CKD creates a uremic environment that raises muscle myostatin, suppresses IGF-1, drives metabolic acidosis, and activates the ubiquitin-proteasome system. These signals collectively tell muscle to break down faster than it can rebuild, even if protein intake is adequate. Dialysis itself adds amino acid loss and immobilization. The result is sarcopenia-like wasting layered on top of the underlying kidney disease.
Can a myostatin inhibitor help dialysis patients?
The only Phase 2 trial in this setting (PINTA-745 / AMG 745 in 51 hemodialysis patients) missed its primary endpoint in 2014, and no myostatin-targeted drug is currently approved for CKD-related muscle wasting. The biology is real but no Phase 3 winner has emerged. The next data wave will likely come from bimagrumab and similar drugs being studied in adjacent indications.
What exercise is safe for dialysis patients?
Intradialytic cycling (during the dialysis session) is the best-studied modality and lowers muscle myostatin while raising lean mass. Light to moderate resistance training on non-dialysis days is also safe for most patients after clearance from a nephrologist. Always discuss exercise with the dialysis center and any cardiologist involved, because cardiovascular comorbidity is common.
Should CKD patients eat more protein to protect muscle?
It depends on the stage. Pre-dialysis CKD usually does better on a controlled protein intake (around 0.6-0.8 g/kg/day) to slow disease progression. Dialysis patients typically need more, around 1.0-1.2 g/kg/day, because they lose amino acids during treatment. The right amount is individualized by stage, body size, and labs, and should be set by a nephrology dietitian rather than by general gym advice.
Does sodium bicarbonate really help muscle in CKD?
Yes, in patients with metabolic acidosis. Oral bicarbonate correction is one of the few interventions with consistent evidence for improving muscle protein balance in pre-dialysis CKD. It works by reducing the acid-driven activation of the ubiquitin-proteasome system.
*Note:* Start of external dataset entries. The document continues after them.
PR #276, opened 2025-11-25
Allow to skip over reused element id as workaround for faulty changeset

khanaffan:


JulijaRamoskiene:
PR with these channges was created against master branch: https://github.com/iTwin/imodel-transformer/pull/279

PR #278, opened 2025-11-25
allow skip over reused ids

DanRod1999:
Cherry pick of [PR](https://github.com/iTwin/imodel-transformer/pull/276)
Resolves [issue](https://github.com/iTwin/itwinjs-backlog/issues/1762#issuecomment-3563326039)


DanRod1999:
Currently the test I've labeled with it.only is failing. Everything else succeeded. Have not yet figured out if it is due to bug in Affan's changes or if failure should be expected.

Target bicarbonate is typically 22-26 mmol/L. This is a nephrologist-prescribed therapy, not a self-managed supplement at the pharmacy.
Is follistatin a treatment option for CKD muscle wasting?
Not in any approved form. Some patients pursue commercial follistatin peptides hoping to counteract dialysis-related wasting, but no clinical trial supports that use, and the safety implications of layering follistatin on top of an already-immunocompromised dialysis patient are unstudied. Discuss any peptide use with the nephrology team before starting.
This article is for educational purposes only and is not medical advice. Chronic kidney disease and dialysis are serious conditions that require management by board-certified nephrologists, dialysis nurses, and renal dietitians. Exercise, protein intake, and any consideration of myostatin-targeted therapy in this setting must be coordinated with the patient's nephrology team. Do not change medications, diet, or activity based on online information alone.